> [Material for the task]:
______________________________
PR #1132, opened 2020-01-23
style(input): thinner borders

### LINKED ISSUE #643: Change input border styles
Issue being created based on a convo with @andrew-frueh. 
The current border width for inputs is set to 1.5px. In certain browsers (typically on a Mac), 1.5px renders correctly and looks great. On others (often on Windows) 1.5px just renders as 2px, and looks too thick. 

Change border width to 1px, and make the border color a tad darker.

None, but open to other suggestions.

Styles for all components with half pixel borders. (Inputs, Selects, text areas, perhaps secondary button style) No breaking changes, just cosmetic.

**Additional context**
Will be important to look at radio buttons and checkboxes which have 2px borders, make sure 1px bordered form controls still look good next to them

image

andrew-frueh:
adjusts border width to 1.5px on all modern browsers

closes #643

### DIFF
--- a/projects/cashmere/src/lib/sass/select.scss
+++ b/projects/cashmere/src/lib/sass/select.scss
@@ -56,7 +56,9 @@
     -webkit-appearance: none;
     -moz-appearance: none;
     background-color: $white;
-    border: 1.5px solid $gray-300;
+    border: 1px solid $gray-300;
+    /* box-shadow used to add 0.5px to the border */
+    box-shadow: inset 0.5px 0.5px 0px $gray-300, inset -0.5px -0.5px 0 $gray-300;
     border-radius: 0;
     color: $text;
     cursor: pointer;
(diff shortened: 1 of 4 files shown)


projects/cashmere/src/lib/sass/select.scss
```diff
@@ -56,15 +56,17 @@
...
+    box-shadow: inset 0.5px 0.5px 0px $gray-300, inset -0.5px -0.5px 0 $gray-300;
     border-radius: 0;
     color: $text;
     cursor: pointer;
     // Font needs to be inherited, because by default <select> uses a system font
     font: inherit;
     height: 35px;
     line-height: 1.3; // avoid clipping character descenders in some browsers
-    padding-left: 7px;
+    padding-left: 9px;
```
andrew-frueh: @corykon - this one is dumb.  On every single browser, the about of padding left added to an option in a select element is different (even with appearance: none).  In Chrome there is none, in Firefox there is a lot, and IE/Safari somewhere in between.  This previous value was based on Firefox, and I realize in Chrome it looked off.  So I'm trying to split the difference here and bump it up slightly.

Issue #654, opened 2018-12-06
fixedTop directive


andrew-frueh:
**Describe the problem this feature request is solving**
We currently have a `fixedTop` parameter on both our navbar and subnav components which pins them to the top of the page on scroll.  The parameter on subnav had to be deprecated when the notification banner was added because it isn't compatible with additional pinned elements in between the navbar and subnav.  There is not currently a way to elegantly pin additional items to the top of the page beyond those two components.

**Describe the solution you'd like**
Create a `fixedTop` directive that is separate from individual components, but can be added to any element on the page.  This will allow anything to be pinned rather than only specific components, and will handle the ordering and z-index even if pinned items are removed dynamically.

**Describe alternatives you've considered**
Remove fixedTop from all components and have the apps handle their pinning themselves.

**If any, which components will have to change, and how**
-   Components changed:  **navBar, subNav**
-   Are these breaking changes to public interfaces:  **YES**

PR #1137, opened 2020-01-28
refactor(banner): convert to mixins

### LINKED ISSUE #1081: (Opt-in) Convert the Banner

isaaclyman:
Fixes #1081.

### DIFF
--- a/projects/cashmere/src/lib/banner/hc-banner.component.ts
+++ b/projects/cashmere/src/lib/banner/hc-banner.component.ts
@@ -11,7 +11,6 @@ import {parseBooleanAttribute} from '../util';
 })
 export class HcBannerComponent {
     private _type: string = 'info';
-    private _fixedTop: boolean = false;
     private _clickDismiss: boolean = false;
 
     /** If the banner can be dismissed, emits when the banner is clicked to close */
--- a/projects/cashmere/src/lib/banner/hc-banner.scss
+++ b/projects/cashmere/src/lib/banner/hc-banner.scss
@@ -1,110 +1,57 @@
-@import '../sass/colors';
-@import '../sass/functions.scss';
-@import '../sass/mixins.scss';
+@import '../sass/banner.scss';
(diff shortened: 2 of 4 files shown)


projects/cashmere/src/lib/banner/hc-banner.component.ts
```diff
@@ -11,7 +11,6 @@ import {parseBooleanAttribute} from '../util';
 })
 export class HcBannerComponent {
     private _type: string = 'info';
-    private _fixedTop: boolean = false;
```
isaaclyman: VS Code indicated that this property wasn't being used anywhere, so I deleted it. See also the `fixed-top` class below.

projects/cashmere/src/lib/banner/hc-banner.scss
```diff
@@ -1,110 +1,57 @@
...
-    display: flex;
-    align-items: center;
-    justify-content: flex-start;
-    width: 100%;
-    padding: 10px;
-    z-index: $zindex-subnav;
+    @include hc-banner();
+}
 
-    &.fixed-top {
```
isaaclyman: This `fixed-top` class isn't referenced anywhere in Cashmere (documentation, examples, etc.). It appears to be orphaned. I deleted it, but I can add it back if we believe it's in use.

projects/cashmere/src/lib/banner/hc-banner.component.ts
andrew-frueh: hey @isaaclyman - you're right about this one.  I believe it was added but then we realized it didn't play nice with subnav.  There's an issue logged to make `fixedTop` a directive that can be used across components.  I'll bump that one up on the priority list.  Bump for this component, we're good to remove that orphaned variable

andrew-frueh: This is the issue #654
______________________________
> [Your goal]: Using the material above, output each line exactly as it appears.

> [Written solution]:
PR #1132, opened 2020-01-23
style(input): thinner borders

### LINKED ISSUE #643: Change input border styles
Issue being created based on a convo with @andrew-frueh. 
The current border width for inputs is set to 1.5px. In certain browsers (typically on a Mac), 1.5px renders correctly and looks great. On others (often on Windows) 1.5px just renders as 2px, and looks too thick. 

Change border width to 1px, and make the border color a tad darker.

None, but open to other suggestions.

Styles for all components with half pixel borders. (Inputs, Selects, text areas, perhaps secondary button style) No breaking changes, just cosmetic.

**Additional context**
Will be important to look at radio buttons and checkboxes which have 2px borders, make sure 1px bordered form controls still look good next to them

image

andrew-frueh:
adjusts border width to 1.5px on all modern browsers

closes #643

### DIFF
--- a/projects/cashmere/src/lib/sass/select.scss
+++ b/projects/cashmere/src/lib/sass/select.scss
@@ -56,7 +56,9 @@
     -webkit-appearance: none;
     -moz-appearance: none;
     background-color: $white;
-    border: 1.5px solid $gray-300;
+    border: 1px solid $gray-300;
+    /* box-shadow used to add 0.5px to the border */
+    box-shadow: inset 0.5px 0.5px 0px $gray-300, inset -0.5px -0.5px 0 $gray-300;
     border-radius: 0;
     color: $text;
     cursor: pointer;
(diff shortened: 1 of 4 files shown)


projects/cashmere/src/lib/sass/select.scss
```diff
@@ -56,15 +56,17 @@
...
+    box-shadow: inset 0.5px 0.5px 0px $gray-300, inset -0.5px -0.5px 0 $gray-300;
     border-radius: 0;
     color: $text;
     cursor: pointer;
     // Font needs to be inherited, because by default <select> uses a system font
     font: inherit;
     height: 35px;
     line-height: 1.3; // avoid clipping character descenders in some browsers
-    padding-left: 7px;
+    padding-left: 9px;
```
andrew-frueh: @corykon - this one is dumb.  On every single browser, the about of padding left added to an option in a select element is different (even with appearance: none).  In Chrome there is none, in Firefox there is a lot, and IE/Safari somewhere in between.  This previous value was based on Firefox, and I realize in Chrome it looked off.  So I'm trying to split the difference here and bump it up slightly.

Issue #654, opened 2018-12-06
fixedTop directive


andrew-frueh:
**Describe the problem this feature request is solving**
We currently have a `fixedTop` parameter on both our navbar and subnav components which pins them to the top of the page on scroll.  The parameter on subnav had to be deprecated when the notification banner was added because it isn't compatible with additional pinned elements in between the navbar and subnav.  There is not currently a way to elegantly pin additional items to the top of the page beyond those two components.

**Describe the solution you'd like**
Create a `fixedTop` directive that is separate from individual components, but can be added to any element on the page.  This will allow anything to be pinned rather than only specific components, and will handle the ordering and z-index even if pinned items are removed dynamically.

**Describe alternatives you've considered**
Remove fixedTop from all components and have the apps handle their pinning themselves.

**If any, which components will have to change, and how**
-   Components changed:  **navBar, subNav**
-   Are these breaking changes to public interfaces:  **YES**

PR #1137, opened 2020-01-28
refactor(banner): convert to mixins

### LINKED ISSUE #1081: (Opt-in) Convert the Banner

isaaclyman:
Fixes #1081.

### DIFF
--- a/projects/cashmere/src/lib/banner/hc-banner.component.ts
+++ b/projects/cashmere/src/lib/banner/hc-banner.component.ts
@@ -11,7 +11,6 @@ import {parseBooleanAttribute} from '../util';
 })
 export class HcBannerComponent {
     private _type: string = 'info';
-    private _fixedTop: boolean = false;
     private _clickDismiss: boolean = false;
 
     /** If the banner can be dismissed, emits when the banner is clicked to close */
--- a/projects/cashmere/src/lib/banner/hc-banner.scss
+++ b/projects/cashmere/src/lib/banner/hc-banner.scss
@@ -1,110 +1,57 @@
-@import '../sass/colors';
-@import '../sass/functions.scss';
-@import '../sass/mixins.scss';
+@import '../sass/banner.scss';
(diff shortened: 2 of 4 files shown)


projects/cashmere/src/lib/banner/hc-banner.component.ts
```diff
@@ -11,7 +11,6 @@ import {parseBooleanAttribute} from '../util';
 })
 export class HcBannerComponent {
     private _type: string = 'info';
-    private _fixedTop: boolean = false;
```
isaaclyman: VS Code indicated that this property wasn't being used anywhere, so I deleted it. See also the `fixed-top` class below.

projects/cashmere/src/lib/banner/hc-banner.scss
```diff
@@ -1,110 +1,57 @@
...
-    display: flex;
-    align-items: center;
-    justify-content: flex-start;
-    width: 100%;
-    padding: 10px;
-    z-index: $zindex-subnav;
+    @include hc-banner();
+}
 
-    &.fixed-top {
```
isaaclyman: This `fixed-top` class isn't referenced anywhere in Cashmere (documentation, examples, etc.). It appears to be orphaned. I deleted it, but I can add it back if we believe it's in use.

projects/cashmere/src/lib/banner/hc-banner.component.ts
andrew-frueh: hey @isaaclyman - you're right about this one.  I believe it was added but then we realized it didn't play nice with subnav.  There's an issue logged to make `fixedTop` a directive that can be used across components.  I'll bump that one up on the priority list.  Bump for this component, we're good to remove that orphaned variable

andrew-frueh: This is the issue #654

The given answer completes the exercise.